§ **TASK INSTRUCTIONS**
Show all lines from the data that include the word "raise".

+++ DATASET RECORDS

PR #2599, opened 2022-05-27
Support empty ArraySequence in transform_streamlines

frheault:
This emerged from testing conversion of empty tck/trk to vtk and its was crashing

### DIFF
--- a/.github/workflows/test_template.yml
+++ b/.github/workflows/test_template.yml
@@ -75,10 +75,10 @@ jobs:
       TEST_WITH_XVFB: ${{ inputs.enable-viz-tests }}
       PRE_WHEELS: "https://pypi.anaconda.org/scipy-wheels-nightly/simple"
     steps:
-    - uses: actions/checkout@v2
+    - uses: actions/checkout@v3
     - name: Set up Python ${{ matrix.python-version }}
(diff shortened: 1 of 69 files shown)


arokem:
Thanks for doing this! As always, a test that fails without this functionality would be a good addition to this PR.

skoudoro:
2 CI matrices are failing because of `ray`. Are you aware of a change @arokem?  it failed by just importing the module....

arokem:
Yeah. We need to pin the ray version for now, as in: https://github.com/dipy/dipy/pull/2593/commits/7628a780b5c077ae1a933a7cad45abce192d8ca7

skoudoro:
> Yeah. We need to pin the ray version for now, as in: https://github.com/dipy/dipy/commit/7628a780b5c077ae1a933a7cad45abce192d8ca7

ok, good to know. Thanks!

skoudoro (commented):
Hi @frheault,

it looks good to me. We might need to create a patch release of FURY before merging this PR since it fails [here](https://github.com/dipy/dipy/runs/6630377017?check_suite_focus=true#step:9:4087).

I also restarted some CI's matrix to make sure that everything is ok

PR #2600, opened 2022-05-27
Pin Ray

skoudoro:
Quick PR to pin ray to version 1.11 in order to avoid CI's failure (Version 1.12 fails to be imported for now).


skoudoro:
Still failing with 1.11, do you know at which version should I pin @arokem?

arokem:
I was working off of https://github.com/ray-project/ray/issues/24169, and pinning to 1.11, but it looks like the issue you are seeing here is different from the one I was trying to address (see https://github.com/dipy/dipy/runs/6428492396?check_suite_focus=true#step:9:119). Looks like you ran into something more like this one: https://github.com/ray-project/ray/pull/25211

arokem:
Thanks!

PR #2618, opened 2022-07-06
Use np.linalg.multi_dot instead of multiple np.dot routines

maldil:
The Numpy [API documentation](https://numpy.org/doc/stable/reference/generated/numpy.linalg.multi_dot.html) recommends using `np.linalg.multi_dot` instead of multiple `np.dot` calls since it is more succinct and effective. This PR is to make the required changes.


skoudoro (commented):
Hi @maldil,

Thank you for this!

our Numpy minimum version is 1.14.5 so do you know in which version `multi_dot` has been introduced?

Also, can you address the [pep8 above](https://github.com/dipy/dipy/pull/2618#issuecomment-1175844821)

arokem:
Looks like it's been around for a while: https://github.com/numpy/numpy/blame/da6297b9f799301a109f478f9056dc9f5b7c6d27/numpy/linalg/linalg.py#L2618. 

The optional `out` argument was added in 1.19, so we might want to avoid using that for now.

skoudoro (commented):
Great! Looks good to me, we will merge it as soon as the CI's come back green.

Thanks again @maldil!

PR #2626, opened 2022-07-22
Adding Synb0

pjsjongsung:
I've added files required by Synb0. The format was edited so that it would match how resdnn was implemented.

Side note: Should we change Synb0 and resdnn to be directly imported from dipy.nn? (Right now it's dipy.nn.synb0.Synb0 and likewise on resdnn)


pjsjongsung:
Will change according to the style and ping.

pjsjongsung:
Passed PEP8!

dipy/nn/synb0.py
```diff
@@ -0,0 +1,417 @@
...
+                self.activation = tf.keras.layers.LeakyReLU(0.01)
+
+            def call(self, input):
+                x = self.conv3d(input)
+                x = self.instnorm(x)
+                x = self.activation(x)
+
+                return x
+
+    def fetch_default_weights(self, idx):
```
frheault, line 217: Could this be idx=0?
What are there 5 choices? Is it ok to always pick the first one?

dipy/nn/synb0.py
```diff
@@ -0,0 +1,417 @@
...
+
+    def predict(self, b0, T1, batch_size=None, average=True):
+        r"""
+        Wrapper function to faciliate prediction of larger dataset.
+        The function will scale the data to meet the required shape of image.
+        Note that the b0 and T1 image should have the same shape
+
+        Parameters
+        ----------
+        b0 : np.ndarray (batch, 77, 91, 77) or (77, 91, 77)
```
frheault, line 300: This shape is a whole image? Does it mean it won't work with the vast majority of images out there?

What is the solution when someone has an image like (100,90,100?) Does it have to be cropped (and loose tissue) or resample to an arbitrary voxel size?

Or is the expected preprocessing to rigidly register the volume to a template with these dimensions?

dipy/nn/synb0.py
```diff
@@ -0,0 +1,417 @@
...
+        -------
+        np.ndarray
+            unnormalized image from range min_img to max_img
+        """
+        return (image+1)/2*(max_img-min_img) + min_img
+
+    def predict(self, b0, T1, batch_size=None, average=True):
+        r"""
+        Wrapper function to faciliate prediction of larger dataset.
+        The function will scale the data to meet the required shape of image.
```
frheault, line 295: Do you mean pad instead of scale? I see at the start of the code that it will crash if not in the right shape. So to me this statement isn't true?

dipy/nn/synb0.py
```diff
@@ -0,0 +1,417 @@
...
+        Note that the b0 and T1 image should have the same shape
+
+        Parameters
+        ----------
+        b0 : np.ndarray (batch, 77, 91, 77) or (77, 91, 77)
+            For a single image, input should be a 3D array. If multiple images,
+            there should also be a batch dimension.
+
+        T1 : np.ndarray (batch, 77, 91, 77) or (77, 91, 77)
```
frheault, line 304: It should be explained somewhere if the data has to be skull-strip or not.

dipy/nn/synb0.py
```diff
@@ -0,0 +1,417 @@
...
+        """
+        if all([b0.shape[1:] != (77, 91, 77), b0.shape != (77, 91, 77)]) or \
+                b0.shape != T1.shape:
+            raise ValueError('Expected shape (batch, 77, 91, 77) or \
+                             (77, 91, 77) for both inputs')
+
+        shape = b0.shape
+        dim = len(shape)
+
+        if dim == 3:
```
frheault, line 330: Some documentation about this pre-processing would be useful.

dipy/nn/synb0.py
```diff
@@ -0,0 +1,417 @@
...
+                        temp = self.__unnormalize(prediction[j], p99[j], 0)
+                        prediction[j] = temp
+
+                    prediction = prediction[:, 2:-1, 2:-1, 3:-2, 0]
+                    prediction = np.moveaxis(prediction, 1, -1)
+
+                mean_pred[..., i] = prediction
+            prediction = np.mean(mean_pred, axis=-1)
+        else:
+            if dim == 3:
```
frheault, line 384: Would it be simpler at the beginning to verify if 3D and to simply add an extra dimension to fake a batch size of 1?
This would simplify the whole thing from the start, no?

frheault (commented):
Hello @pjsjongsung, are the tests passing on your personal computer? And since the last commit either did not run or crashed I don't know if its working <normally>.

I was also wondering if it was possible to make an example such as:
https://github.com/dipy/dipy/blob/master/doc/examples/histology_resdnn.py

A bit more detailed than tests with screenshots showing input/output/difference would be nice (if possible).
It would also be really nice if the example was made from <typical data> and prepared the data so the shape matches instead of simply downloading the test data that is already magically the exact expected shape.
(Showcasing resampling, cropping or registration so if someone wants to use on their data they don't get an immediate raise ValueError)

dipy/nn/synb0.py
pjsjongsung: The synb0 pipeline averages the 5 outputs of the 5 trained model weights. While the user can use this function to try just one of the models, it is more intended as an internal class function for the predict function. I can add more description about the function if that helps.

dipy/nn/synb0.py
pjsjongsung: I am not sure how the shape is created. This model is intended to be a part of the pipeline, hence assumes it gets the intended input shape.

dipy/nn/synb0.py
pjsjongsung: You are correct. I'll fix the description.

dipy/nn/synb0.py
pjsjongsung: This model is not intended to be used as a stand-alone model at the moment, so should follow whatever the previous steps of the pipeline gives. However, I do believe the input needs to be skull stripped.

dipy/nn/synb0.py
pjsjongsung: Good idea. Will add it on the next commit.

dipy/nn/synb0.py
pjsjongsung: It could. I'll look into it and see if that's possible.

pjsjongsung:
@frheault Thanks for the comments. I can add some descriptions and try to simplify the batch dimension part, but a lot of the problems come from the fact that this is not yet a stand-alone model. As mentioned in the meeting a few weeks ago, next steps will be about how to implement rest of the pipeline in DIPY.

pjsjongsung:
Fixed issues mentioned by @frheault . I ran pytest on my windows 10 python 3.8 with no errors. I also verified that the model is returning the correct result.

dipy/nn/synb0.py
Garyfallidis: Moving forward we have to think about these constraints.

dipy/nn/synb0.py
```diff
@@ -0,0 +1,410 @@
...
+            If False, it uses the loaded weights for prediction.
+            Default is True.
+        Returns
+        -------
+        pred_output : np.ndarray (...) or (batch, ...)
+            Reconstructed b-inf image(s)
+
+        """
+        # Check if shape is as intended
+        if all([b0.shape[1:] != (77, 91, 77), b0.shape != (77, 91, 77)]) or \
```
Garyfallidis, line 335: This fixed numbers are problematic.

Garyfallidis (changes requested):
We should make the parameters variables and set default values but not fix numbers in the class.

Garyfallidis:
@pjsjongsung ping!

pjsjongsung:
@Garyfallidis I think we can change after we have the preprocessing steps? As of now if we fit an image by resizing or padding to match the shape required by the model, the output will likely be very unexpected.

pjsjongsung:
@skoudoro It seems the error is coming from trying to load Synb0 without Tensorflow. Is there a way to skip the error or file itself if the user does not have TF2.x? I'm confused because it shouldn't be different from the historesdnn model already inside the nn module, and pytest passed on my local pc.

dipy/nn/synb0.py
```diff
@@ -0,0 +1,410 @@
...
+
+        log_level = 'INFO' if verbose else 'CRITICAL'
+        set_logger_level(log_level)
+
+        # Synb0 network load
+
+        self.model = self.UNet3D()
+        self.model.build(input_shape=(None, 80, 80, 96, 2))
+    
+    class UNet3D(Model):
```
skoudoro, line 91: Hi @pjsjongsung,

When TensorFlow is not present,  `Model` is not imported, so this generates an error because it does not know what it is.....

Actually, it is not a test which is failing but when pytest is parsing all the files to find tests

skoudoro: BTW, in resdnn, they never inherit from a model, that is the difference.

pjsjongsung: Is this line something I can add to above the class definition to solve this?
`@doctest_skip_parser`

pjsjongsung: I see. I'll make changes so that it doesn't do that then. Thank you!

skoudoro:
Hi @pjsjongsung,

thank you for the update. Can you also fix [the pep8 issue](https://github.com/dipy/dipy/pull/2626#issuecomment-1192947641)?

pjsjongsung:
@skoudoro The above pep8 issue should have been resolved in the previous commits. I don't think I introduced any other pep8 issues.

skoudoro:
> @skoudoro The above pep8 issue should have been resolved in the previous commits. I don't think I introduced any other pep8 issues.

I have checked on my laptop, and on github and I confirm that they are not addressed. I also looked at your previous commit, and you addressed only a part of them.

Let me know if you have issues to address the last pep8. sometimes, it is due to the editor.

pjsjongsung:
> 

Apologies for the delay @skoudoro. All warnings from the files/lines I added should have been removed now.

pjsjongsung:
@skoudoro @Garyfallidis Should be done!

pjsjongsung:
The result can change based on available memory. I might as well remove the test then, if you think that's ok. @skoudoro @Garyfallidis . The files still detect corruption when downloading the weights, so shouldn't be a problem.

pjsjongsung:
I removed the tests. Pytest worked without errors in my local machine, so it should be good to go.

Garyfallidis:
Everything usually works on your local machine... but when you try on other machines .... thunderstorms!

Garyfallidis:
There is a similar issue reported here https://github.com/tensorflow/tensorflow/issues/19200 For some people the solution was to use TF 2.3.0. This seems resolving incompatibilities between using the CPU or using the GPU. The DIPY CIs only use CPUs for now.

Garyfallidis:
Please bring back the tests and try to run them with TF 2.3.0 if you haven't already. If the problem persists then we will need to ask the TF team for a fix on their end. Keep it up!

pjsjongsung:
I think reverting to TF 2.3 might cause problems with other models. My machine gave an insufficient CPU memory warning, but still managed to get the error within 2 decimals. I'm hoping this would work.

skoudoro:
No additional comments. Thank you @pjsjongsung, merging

++++++

§ **TASK ANSWER**
+            raise ValueError('Expected shape (batch, 77, 91, 77) or \
(Showcasing resampling, cropping or registration so if someone wants to use on their data they don't get an immediate raise ValueError)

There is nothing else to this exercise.